Start of Data provided
PR #1218, opened 2026-09-10
improvement(charts): an optional logarithmic Y axis on Barchart and LineTimeSerieChart

clement-scality:
**Component**: `charts` — Barchart, LineTimeSerieChart

**TL;DR** — Adds an opt-in logarithmic Y axis to `Barchart` and `LineTimeSerieChart`.

Split out of #1190, which carried this plus a heatmap. The heatmap is in its own PR now; this one is the axis and nothing else.

### Context / Why

A metric that idles at 2 ms and spikes to 4 s cannot be read on a linear axis: the axis is sized by the spike, so the baseline where the metric spends nearly all its time is pressed flat against zero.

### 🧩 Approach

`yAxisScale="log"`, defaulting to `linear`. It is a display option and nothing more: no value is rescaled, and tooltips, legend and unit scaling all keep the numbers the caller passed in. Only the axis and where the marks land on it change.

Three things a log axis has to do differently, all in `charts/common` so both charts share them:

| | Why |
|---|---|
| The scale cannot start at zero | Bounded by the decades enclosing the data, read off the smallest positive value and the largest — so it follows the data rather than being anchored to 1. Values between 0.001 and 0.1 with spikes to 50 give a 0.001..100 axis. |
| Its ticks are the decades | Evenly spaced linear ticks on a log axis crowd into the top of the plot and read as a broken chart. Past six decades, whole decades are skipped — never subdivided. |
| A measured zero needs somewhere to go | It has no logarithm and no place on the scale, so the axis reserves one slot below its first decade, labels it `0`, and draws zeros there. |

That last one is the part worth arguing about. Without the reserved slot a zero has to be dropped, and a dropped zero leaves exactly the gap a missing sample leaves — making "the metric read zero" indistinguishable from "we have no data", which are not the same fact. Clamping to the first decade is worse, not better: it draws the zero as the smallest measured value, a number the reader will believe. The slot costs a decade's worth of height, so it is only reserved when the data actually holds a zero.

Two pairings are refused rather than drawn wrong. **Stacked bars fall back to linear**, since stacking places each segment at a cumulative sum and a segment's height would stop matching its value. **A symmetrical line chart refuses the scale at the type level** — half its axis is negative by construction.

### 📷 Screenshots

**Barchart — `LogarithmicScale`.** Linear on top: only the 40 000 bar is legible. Log below: every decade gets the same height, and `category5` (value `0`) is the stub at the reserved `0`.

Barchart logarithmic scale story, linear and log side by side

**LineTimeSerieChart — `LogarithmicScaleExample`.** Same series twice. On the linear axis the baseline is a flat line on zero; on the log axis its variation and both spike tiers are readable.

LineTimeSerieChart logarithmic scale story, linear and log side by side

### 🔍 Review focus

- 🟡 **Moderate** — `charts/common/chartUtils.ts › getLogAxis`, `placeNonPositiveValues` — the domain, the decade ticks and the reserved zero slot. The zero handling is the design decision in this PR; if you disagree with reserving a slot, this is the place to say so.
- 🟡 **Moderate** — `utils.ts › formatISONumber` — the raised decimal ceiling, and the only change outside `charts/`. `formatISONumber` is exported from the package root, so every caller sees it; it can only ever add decimals to a value below `1`, never remove any.
- 🟡 **Moderate** — `barchart/Barchart.utils.ts › getCurrentPoint` and `LineTimeSerieChartTooltip` — a zero is plotted at the reserved slot, so both tooltips map it back before formatting, including a caller's own Barchart `tooltip` renderer. No real value can collide with the slot: it sits below the smallest positive value in the data.

### 🧪 How to test

```bash
npm run storybook
```

*Charts → Barchartv2* and *Charts → LineTimeSerieChart*:

1. Open `Logarithmic scale` on either chart and compare the two stacked charts. Same data, only the axis differs.
2. Open `Logarithmic scale playground` and use the Controls panel — `yAxisScale` flips the axis live.
3. On the Barchart playground, tick **`stacked`**. The axis snaps back to linear: that is the documented refusal, not a bug.
4. On the LineTimeSerieChart playground, tick **`zeros`**. The zeros land on the reserved `0` at the bottom; untick and the axis loses that slot.
5. `Logarithmic scale below one` shows the axis following data between 0.001 and 0.1 with spikes to 50 — nothing is anchored to 1.
6. Still on that story, hover the baseline: the tooltip reads `0.002 /s`, not the `0.00 /s` it used to round to.

Theme switching is worth a pass: the reserved `0` and the tick colours come from tokens.

```bash
npm test -- src/lib/components/charts src/lib/utils.test.ts
```

### 🔗 References

**Breaking Changes**: none on the charts — `yAxisScale` is optional and defaults to `linear`, so every existing caller renders exactly as before. The one output change is `formatISONumber` on values below `0.01`, which is the bug fix itself: a caller that was getting `0.00` for `0.002` now gets `0.002`.

**Also fixes a tooltip rounding bug this PR surfaced.** On `LogarithmicScaleBelowOne` the tooltip printed `0.00 /s` for a measured `0.002`: `formatISONumber` capped the fraction at two decimals, while the axis derives its decimals from each tick's own magnitude. A rounded `0.00` is indistinguishable from the `0` the reserved slot legitimately reports — which is the exact confusion this PR exists to remove, so it is fixed here rather than deferred.

Below `1`, `formatISONumber` now raises its decimal ceiling to whatever keeps **two significant digits** — `0.002`, `0.0012`, `0.0025` — the same rule `formatLogTickValue` already applies to a tick, so a tooltip and the tick beside it agree. It only ever raises the ceiling, never lowers it, so every value from `0.01` up formats exactly as before. Two things it does *not* change: `0` still renders as `0`, and the `0.001` floor below which a value switches to scientific notation (`0.0009` → `9e-4`) is pre-existing and untouched — the notation switch is keyed on the value's magnitude, not on a digit count.

`charts/common/chartUtils.ts` carries the whole log-axis vocabulary — `getLogAxis`, `getMinPositiveValue`, `hasZeroValue`, `placeNonPositiveValues`, `formatLogTickValue`, `readLogPlottedValue` — next to `getRoundReferenceValue`/`getTicks`, which do the same job for the linear axis. Both charts wire it the same way, which is why the two diffs read almost identically.

`utils.ts` is the only file outside `charts/` — `formatISONumber`'s decimal ceiling, with `utils.test.ts` gaining a `formatISONumber` describe alongside the existing `getContrastText` one.

</details>

### DIFF
--- a/src/lib/components/charts/barchart/Barchart.tsx
+++ b/src/lib/components/charts/barchart/Barchart.tsx
@@ -13,7 +13,15 @@ import { Stack } from '../../../spacing';
 import { chartColors, ChartColors, fontSize } from '../../../style/theme';
 import { useChartLegend } from '../legend/ChartLegendWrapper';
 import { BarchartTooltip } from './BarchartTooltip';
-import { formatTickValue, getTicks, splitTickLines } from '../common/chartUtils';
+import {
+  formatLogTickValue,
+  formatTickValue,
+  getLogAxis,
+  getTicks,
+  hasZeroValue,
+  placeNonPositiveValues,
+  splitTickLines,
+} from '../common/chartUtils';
 import { useChartData } from './Barchart.utils';
 import {
   ChartHeader,
@@ -55,6 +63,9 @@ const BARCHART_PRESETS: Record<'default' | 'modern', ResolvedBarchartDisplayOpti
   default: { noBackground: false, showHorizontalGridLines: true, noYAxisLine: false, noTickLine: false, noHeader: false },
   modern:  { noBackground: true,  showHorizontalGridLines: true,  noYAxisLine: true,  noTickLine: true,  noHeader: true  },
 };
+
+/** A Recharts row. `null` is a value the axis cannot place — see `dropNonPositiveValues`. */
+type BarchartRow = { [key: string]: string | number | null };
 
 export type Point = {
   key: string | number;
@@ -116,6 +127,32 @@ export type BarchartProps<T extends BarchartBars> = {
    * Only the properties you specify are overridden; the rest come from the preset.
    */
   displayOptions?: BarchartDisplayOptions;
+  /**
+   * Y-axis scale.
+   *
+   * `'log'` is for a dataset whose values span orders of magnitude: on a linear
+   * axis the small bars collapse onto the baseline and only the largest one is
+   * readable, and a log axis gives each decade the same height instead. The
+   * axis is bounded by the decades enclosing the data, and its ticks are the
+   * decades themselves.
+   *
+   * It changes the display and nothing else: no value is rescaled, and the
+   * tooltip, the legend and the unit scaling all keep the numbers the caller
+   * passed in.
+   *
+   * Two things it cannot do:
+   * - A bar whose value is zero or negative is dropped, because a log axis
+   *   has nowhere to put it. It renders as a gap, which is the same thing an
+   *   absent bar renders as — so on a log axis "measured zero" and "no data"
+   *   become indistinguishable. They are not the same fact. Stay linear where
+   *   that difference matters.
+   * - `stacked` falls back to a linear axis. Stacking places each segment at
+   *   a cumulative sum, so on a log axis a segment's height stops matching
+   *   its value and the chart misreads.
+   *
+   * @default 'linear'
+   */
+  yAxisScale?: 'linear' | 'log';
 };
 
 /* ---------------------------------- MAIN COMPONENT ---------------------------------- */
@@ -141,6 +178,7 @@ export const Barchart = <T extends BarchartBars>(props: BarchartProps<T>) => {
     rightTitle,
     isLoading,
     isError,
+    yAxisScale = 'linear',
     displayPreset = 'default',
     displayOptions,
   } = props;
@@ -175,6 +213,8 @@ export const Barchart = <T extends BarchartBars>(props: BarchartProps<T>) => {
     rechartsData,
     topDomain,
     valueBase,
+    minPositiveValue,
+    normalizedMaxValue,
   } = useChartData(
     bars || [],
     type,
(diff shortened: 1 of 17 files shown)


src/lib/utils.ts
```diff
@@ -120,11 +121,24 @@ export const formatISONumber = (
...
+   * that reserves a slot for measured zeros, the two are indistinguishable.
+   * The ceiling is raised to whatever keeps two significant digits, which is
+   * the rule `formatLogTickValue` already applies to a log axis tick. It only
+   * ever raises the ceiling, so values from 0.01 up are formatted as before.
+   */
+  const maximumFractionDigits =
+    absValue < 1
+      ? Math.max(decimals, Math.ceil(-Math.log10(absValue)) + 1)
+      : decimals;
+
```
damiengillesscality, line 136: I think this will break stuff, I get the idea and the 0.00 issue but I can see some of our code doing something bad math and sudenly printing the result of `.1+.2-.3` which would show ~16 zero and destroy the view. I think in this case we should do a rounding not change the number of decimal which will break the display.
Also the rounding behaviour of Intl.NumberFormat is very inconsistant not sure how the "bug" behave in many browser but rounding beforehand can mitigate that.

src/lib/components/charts/linetimeseries/useChartData.ts
damiengillesscality, line 1: not sure of the value if we already give everything to get the minPositiveValue, perarps we should not compute it for every graph could be expensive in some cases

src/lib/components/charts/linetimeseries/LineTimeSerieChart.types.ts
```diff
@@ -26,6 +52,11 @@ export type NonSymmetricalChartSerie = {
  */
 export type SymmetricalChartSerie = {
   yAxisType: 'symmetrical';
+  /**
+   * Not available on a symmetrical chart: its axis spans negative values, which
```
damiengillesscality, line 56: This is a funny AI response sure the log of a neg value does not exist good point for your math exam claude but in this case we would just use symlog

src/lib/components/charts/linetimeseries/LineTimeSerieChart.types.ts
```diff
@@ -131,6 +162,11 @@ export type LineTimeSerieChartTooltipProps = {
     duration?: number,
   ) => React.ReactNode;
   isSymmetrical?: boolean;
+  /**
+   * A log axis's reserved zero band. A value drawn there is reported as the 0 it
+   * actually is, not as the position it occupies.
+   */
+  logZeroValue?: number | null;
```
damiengillesscality, line 169: I don't get what does the number you pass does exactly

src/lib/components/charts/linetimeseries/LineTimeSerieChart.tsx
```diff
@@ -185,8 +224,15 @@ export function LineTimeSerieChart({
               fill: theme.textSecondary,
               fontSize: fontSize.smaller,
             }}
-            tickFormatter={tickFormatter}
-            ticks={getTicks(topValue, yAxisType === 'symmetrical')}
+            tickFormatter={
+              logAxis
+                ? (value: number) =>
+                    formatLogTickValue(value, logAxis.zeroValue)
```
damiengillesscality, line 230: This `(value: number) => formatLogTickValue(value, logAxis.zeroValue)` should be memoized

src/lib/components/charts/barchart/Barchart.tsx
```diff
@@ -272,9 +346,18 @@ export const Barchart = <T extends BarchartBars>(props: BarchartProps<T>) => {
...
+            scale={logAxis ? 'log' : 'auto'}
+            domain={logAxis ? logAxis.domain : [0, topDomain]}
+            // A log axis is bounded by whole decades, so a value below the
+            // floor is clipped rather than dragging the axis down to it.
+            allowDataOverflow={logAxis !== null}
+            ticks={logAxis ? logAxis.ticks : getTicks(roundReferenceValue, false)}
+            tickFormatter={
+              logAxis
+                ? (value: number) =>
+                    formatLogTickValue(value, logAxis.zeroValue)
```
damiengillesscality, line 358: please memoize this

damiengillesscality (changes requested):
changes needed as per the messages above

src/lib/components/charts/linetimeseries/LineTimeSerieChart.types.ts
clement-scality: It's the Y coordinate zeros were drawn at, since a log axis has no position for 0 — I've rewritten the docstring to spell out where it comes from and when it's null.

damiengillesscality (approved):
LGTM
End of Data provided
What is required:
Copy whichever lines in the listing above contain the word "import".

Output below:
@@ -13,7 +13,15 @@ import { Stack } from '../../../spacing';
 import { chartColors, ChartColors, fontSize } from '../../../style/theme';
 import { useChartLegend } from '../legend/ChartLegendWrapper';
 import { BarchartTooltip } from './BarchartTooltip';
-import { formatTickValue, getTicks, splitTickLines } from '../common/chartUtils';
+import {
 import { useChartData } from './Barchart.utils';
 import {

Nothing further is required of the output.